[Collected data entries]
----------

PR #891, opened 2019-12-11
Add new plugin for fetching modular rpms

Allda:
Modular rpm is a special type of RPMs which requires different handler.
Modular rpms have been introduced in RHEL8 and Fedora 28.

Modular rpms are stored in rpm database, but to be able to tell if given
modular rpm is vulnerable we need to know which module contains given
rpm. Module name and streams are used as an rpm namespace.

https://access.redhat.com/documentation/en-us/red_hat_enterprise_linux/8/html/installing_managing_and_removing_user_space_components/installing-rhel-8-content_using-appstream
https://fedoramagazine.org/modularity-fedora-28-server-edition/


hdonnay (approved):
SGTM

Allda:
@hdonnay Thanks. Can you please also merge it?

PR #38, opened 2025-06-18
Copy `rfiLikelihood` for GSLC and GCOV

nemo794:
### Overview

Currently, `rfiLikelihood` is copied from the input granule to the output QA STATS.h5 file for only RSLC products. However, these `rfiLikelihood` datasets are also in the input GSLC and GCOV products. Based on offline conversations, it would be useful to users to copy this information for GSLC and GCOV as well. This PR implements that feature.

### Implementation

To implement this functionality, the following design choices were made:
* In the product reader, `get_rfi_likelihood_path()` was promoted from the child class `RSLC()` to a parent class `NonInsarProduct`. This allows GSLC and GCOV products to also have access to it. The docstring was updated accordingly.
* A new function `setup_stats_h5_non_insar_products()` was created, which first calls `setup_stats_h5_all_products()`, and then calls the additional setup functions used only by the Non-InSAR products.
    - This allows us to further refactor and reduce copy-paste in the RSLC, GSLC, and GCOV `verify_*` functions. In practice, the `save_nisar_freq_metadata_to_h5()` and `copy_non_insar_imagery_metrics()` functions can be moved from those three `verify_*` functions into one place: the new `setup_stats_h5_non_insar_products()` function.

### DIFF
--- a/src/nisarqa/utils/stats_h5_writer/setup_writer.py
+++ b/src/nisarqa/utils/stats_h5_writer/setup_writer.py
@@ -23,7 +23,7 @@ def setup_stats_h5_all_products(
     stats_h5 : h5py.File
         Handle to the output HDF5 file.
     root_params : nisarqa.typing.RootParamGroupT
-        *RootParamGroup object for the product type of `product`.
+        *RootParamGroup object corresponding to the product type of `product`.
     """
     log = nisarqa.get_logger()
     stats_file = stats_h5.filename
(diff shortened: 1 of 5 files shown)


src/nisarqa/utils/stats_h5_writer/setup_writer.py
```diff
@@ -43,6 +43,47 @@ def setup_stats_h5_all_products(
     log.info(f"Input file's runconfig copied to {stats_file}")
 
 
+def setup_stats_h5_non_insar_products(
```
gmgunter, line 46: Let's add a note to the docstring of `setup_stats_h5_all_products()` that indicates to users that this function should instead be used for non-InSAR products.

Alternatively, we could make `setup_stats_h5_all_products()` a private function and, in addition to `setup_stats_h5_non_insar_products()`, we could add a public `setup_stats_insar_products()` that is called for InSAR products. h/t @nemo794

src/nisarqa/utils/stats_h5_writer/setup_writer.py
```diff
@@ -97,6 +106,83 @@ def add_global_metadata_to_stats_h5(
...
+    """
+    Setup the STATS.h5 file for Non-InSAR products (RSLC, GSLC, GCOV).
+
+    Parameters
+    ----------
+    product : nisarqa.NonInsarProduct
+        Instance of a NonInsarProduct (RSLC, GSLC, GCOV).
+    stats_h5 : h5py.File
+        Handle to an HDF5 file where the identification metadata
+        should be saved.
```
gmgunter, line 123: What is the "identification metadata" here? It seems like this function is now doing a bunch more besides saving identification metadata.

At some point recently, we updated the docstring descriptions for `product` and `stats_h5` in `_setup_stats_h5_all_products()`:

https://github.com/isce-framework/nisarqa/blob/75673c2257f1a1d343041684370459ee1e800f33/src/nisarqa/utils/stats_h5_writer/setup_writer.py#L21-L24

Let's make a similar update here.

```suggestion
    product : nisarqa.NonInsarProduct
        The input non-InSAR (RSLC, GSLC, GCOV) product.
    stats_h5 : h5py.File
        Handle to the output HDF5 file.
```

src/nisarqa/utils/stats_h5_writer/setup_writer.py
```diff
@@ -97,6 +106,83 @@ def add_global_metadata_to_stats_h5(
...
+    """
+    Setup the STATS.h5 file for InSAR products (RIFG, RUNW, GUNW, ROFF, GOFF).
+
+    Parameters
+    ----------
+    product : nisarqa.InsarProduct
+        Instance of an InsarProduct (RIFG, RUNW, GUNW, ROFF, GOFF).
+    stats_h5 : h5py.File
+        Handle to an HDF5 file where the identification metadata
+        should be saved.
```
gmgunter, line 170:
```suggestion
    product : nisarqa.InsarProduct
        The input InSAR (RIFG, RUNW, GUNW, ROFF, GOFF) product.
    stats_h5 : h5py.File
        Handle to the output HDF5 file.
```

gmgunter (commented):
One small remaining quibble about the docstrings. Otherwise, looks good :+1:

src/nisarqa/utils/stats_h5_writer/setup_writer.py
nemo794: Good catch! I went through all of the docstrings in `nisarqa/src/nisarqa/utils/stats_h5_writer/setup_writer.py` and updated them to be consistent with this comment.

gmgunter (approved):
LGTM, thank you!

nemo794:
Thank you, @gmgunter !!

Issue #18, opened 2025-03-01
Add global metadata to the `STATS.h5` file


nemo794:
The `STATS.h5` current does not include global metadata. This should be added.

PR #39, opened 2025-06-18
Add global Attributes to STATS.h5. Refactor HDF5 writer functions.

nemo794:
This PR closes https://github.com/isce-framework/nisarqa/issues/18.

Currently, the QA STATS.h5 file does not contain global Attributes. This PR adds that metadata.

Code updates to support this feature:
* Implement new function `add_global_metadata_to_stats_h5()`, which is responsible for adding the global Attributes. Add that function to the `setup_stats_h5_all_products()` function, so that it is called during all QA SAS workflows.
* Refactor `create_dataset_in_h5group()`, so that the logic for prepping Dataset and Attribute values is modularized into a new private function, `_prep_data_for_hdf5_using_nisar_conventions()`.
* Create a new function `add_attribute_to_h5_object()`, which can be called by both `add_global_metadata_to_stats_h5()` and `create_dataset_in_h5group()` to ensure that NISAR conventions are followed for Attributes.

### DIFF
--- a/src/nisarqa/utils/utils.py
+++ b/src/nisarqa/utils/utils.py
@@ -138,13 +138,11 @@ def _prep_data_for_hdf5_using_nisar_conventions(
 ) -> ArrayLike | np.bytes_:
     """Prep data for writing to the STATS.h5 file, per NISAR conventions."""
 
-    # If a string or a list of strings, convert to fixed-length byte strings
-
-    # If `data` is an e.g. NumPy array with a numeric dtype,
-    # do not alter it.
     if isinstance(data, str) or (
         isinstance(data, Sequence) and all(isinstance(s, str) for s in data)
     ):
+        # If a string or a list of strings, convert to fixed-length byte strings
+
         # If `data` is a scalar Python (Unicode) string,
         # numpy.char.encode() returns a 0D array of byte strings.
         # If a sequence of Python strings, numpy.char.encode() returns a
@@ -173,6 +171,11 @@ def _prep_data_for_hdf5_using_nisar_conventions(
             f"`{data=}` is a sequence or array of boolean values"
             " which is not currently supported"
         )
+    else:
+        # If `data` is an e.g. NumPy array with a numeric dtype,
+        # do not alter it.
+        pass
+
     return data
 
 


src/nisarqa/utils/stats_h5_writer/setup_writer.py
```diff
@@ -43,6 +47,57 @@ def setup_stats_h5_all_products(
...
+
+    if product_type.lower() not in nisarqa.LIST_OF_NISAR_PRODUCTS:
+        raise ValueError(
+            f"{product_type=}, must one of: {nisarqa.LIST_OF_NISAR_PRODUCTS}"
+        )
+
+    product_type = product_type.upper()
+
+    global_attrs = {
+        "Conventions": "CF-1.7",
```
gmgunter, line 77: Let's remove for now since there's no known requirement for QA products to be CF-compliant, we haven't made any attempt to make them CF-compliant, and there's no science quality data contained within that end users will need to use with CF-compatible software.

```suggestion
```

src/nisarqa/utils/utils.py
```diff
@@ -207,58 +257,68 @@ def create_dataset_in_h5group(
...
+        Name (key) for the new Attribute.
+    attr_value : array_like or str or bool
+        The data to be stored as the new Attribute's value.
+
+    See Also
+    --------
+    create_dataset_in_h5group :
+        To create a new Dataset (including Attributes) in the HDF5 file.
+        Please use that function to ensure all NISAR conventions are followed
+        regarding add a `description`, `units`, etc.
```
gmgunter, line 311:
```suggestion
        Please use that function to ensure all NISAR conventions are followed,
        including adding a `description`, `units`, etc.
```

src/nisarqa/utils/utils.py
```diff
@@ -207,58 +257,68 @@ def create_dataset_in_h5group(
...
+
+    Notes
+    -----
+    Please supply Python strings for arguments. This function handles the
+    conversion to fixed-length byte strings to meet ISCE3 conventions for R4.
```
gmgunter, line 316:
```suggestion
    conversion to fixed-length byte strings to meet ISCE3 conventions for R4.0+.
```

src/nisarqa/utils/utils.py
```diff
@@ -133,6 +133,50 @@ def raise_(exc):
...
 
 
+def _prep_data_for_hdf5_using_nisar_conventions(
+    data: ArrayLike | str | bool,
+) -> ArrayLike | np.bytes_:
+    """Prep data for writing to the STATS.h5 file, per NISAR conventions."""
+
+    # If a string or a list of strings, convert to fixed-length byte strings
+
+    # If `data` is an e.g. numpy array with a numeric dtype,
```
gmgunter, line 143:
```suggestion
    # If `data` is an e.g. NumPy array with a numeric dtype,
```

src/nisarqa/utils/utils.py
```diff
@@ -133,6 +133,50 @@ def raise_(exc):
...
+        or np.issubdtype(data.dtype, np.str_)
+    ):
+        raise NotImplementedError(
+            f"`{data=}` and has dtype `{data.dtype}`, which is not"
+            " currently supported. Suggestion: Make `ds_data` a list or tuple"
+            " of Python strings, or an ndarray of fixed-length byte strings."
+        )
+    elif isinstance(data, bool):
+        data = "True" if data else "False"
+        data = np.bytes_(data)
```
gmgunter, line 167:
```suggestion
        data = np.bytes_("True" if data else "False")
```

src/nisarqa/utils/utils.py
```diff
@@ -133,6 +133,50 @@ def raise_(exc):
...
+) -> ArrayLike | np.bytes_:
+    """Prep data for writing to the STATS.h5 file, per NISAR conventions."""
+
+    # If a string or a list of strings, convert to fixed-length byte strings
+
+    # If `data` is an e.g. numpy array with a numeric dtype,
+    # do not alter it.
+    if isinstance(data, str) or (
+        isinstance(data, Sequence) and all(isinstance(s, str) for s in data)
+    ):
```
gmgunter, line 147: The order of these comments looks weird.

I think the first comment should be attached to the `if` statement here, and the second comment should perhaps go to the end of the function, before we `return data`.

nemo794:
Thank you, @gmgunter ! All comments addressed. I look forward to your re-review!

PR #43, opened 2025-06-26
Bugfix for NumPy 2.0: Integer overflow for Connected Components labels

nemo794:
When creating the `boundaries` values to generate the discrete colorbar for the Connected Components plot, an integer overflow is occurring when using NumPy 2.0. This PR handles that bug.

h/t @gmgunter for identifying the underlying cause:
```
Yeah this changed in NumPy 2.0. It wasn't a bug in older NumPy versions -- the datatype would automatically be promoted to avoid overflow.
[1] https://numpy.org/doc/stable/numpy_2_0_migration_guide.html#changes-to-numpy-data-type-promotion
[2] https://numpy.org/neps/nep-0050-scalar-promotion.html
```

### DIFF
--- a/src/nisarqa/utils/plotting.py
+++ b/src/nisarqa/utils/plotting.py
@@ -3561,14 +3561,14 @@ def plot_connected_components_layer(
             " permissible interval for QA's plotting tools. Please update QA."
         )
     else:
-        labels_modified_dtype = labels.astype(np.int64)
+        labels_promoted = labels.astype(np.int64)
 
     # This assumes that `labels` is in sorted, ascending order.
     boundaries = np.concatenate(
         (
-            [labels_modified_dtype[0] - 1],
-            labels_modified_dtype[:-1] + np.diff(labels_modified_dtype) / 2.0,
-            [labels_modified_dtype[-1] + 1],
+            [labels_promoted[0] - 1],
+            labels_promoted[:-1] + np.diff(labels_promoted) / 2.0,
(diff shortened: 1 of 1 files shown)


src/nisarqa/utils/plotting.py
```diff
@@ -3534,15 +3534,44 @@ def plot_connected_components_layer(
...
+    # `boundaries` variable, we'll run into overflow errors.
+    # Prior to NumPy 2.0 (e.g. NumPy 1.26), the datatype would automatically
+    # be promoted to avoid overflow. Starting with NumPy 2.0, datatypes were
+    # no longer promoted. So, manually promote the datatype to avoid overflow.
+    # Sources:
+    #     [1] https://numpy.org/doc/stable/numpy_2_0_migration_guide.html#changes-to-numpy-data-type-promotion
+    #     [2] https://numpy.org/neps/nep-0050-scalar-promotion.html
+    if (np.nanmin(labels) <= (-(2**63)) + 1) or (
+        np.nanmax(labels) >= (2**63 - 1) - 1
+    ):
```
gmgunter, line 3553: Let's use [`np.iinfo()`](https://numpy.org/doc/2.2/reference/generated/numpy.iinfo.html) here

```suggestion
    info = np.iinfo(np.int64)
    if (np.min(labels) <= info.min) or (np.max(labels) >= info.max):
```

nemo794:
Thank you, @gmgunter !

PR #44, opened 2025-07-16
Bugfix: `fmod` to modulo operator for wrapping

nemo794:
As noted by @gmgunter , there is a bug when wrapping a value into an interval:

```python
>>> import nisarqa
>>> nisarqa.wrap_to_interval(-200.0, start=-180.0, stop=180.0)
-200.0
```

The [`math.fmod`](https://docs.python.org/3/library/math.html#math.fmod) function computes the remainder with the same side as the left-hand side operand, whereas Python's `%` (modulo) operator computes the remainder with the same sign as the right-hand side operand.

For our `wrap_to_interval()`, we want the result to be positive (see comment in the code), so we need to update the code to use Python's modulo operator.

This PR implements that change.

### DIFF
--- a/src/nisarqa/utils/utils.py
+++ b/src/nisarqa/utils/utils.py
@@ -1,7 +1,6 @@
 from __future__ import annotations
 
 import logging
-import math
 import os
 import shutil
 import tempfile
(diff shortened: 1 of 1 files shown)


gmgunter (approved):
Thanks for the fix!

----------

» INSTRUCTIONS TO FOLLOW:
Look through the records above for the string "operator", then copy every line that has it.

» FINAL ANSWER:
Bugfix: `fmod` to modulo operator for wrapping
The [`math.fmod`](https://docs.python.org/3/library/math.html#math.fmod) function computes the remainder with the same side as the left-hand side operand, whereas Python's `%` (modulo) operator computes the remainder with the same sign as the right-hand side operand.
For our `wrap_to_interval()`, we want the result to be positive (see comment in the code), so we need to update the code to use Python's modulo operator.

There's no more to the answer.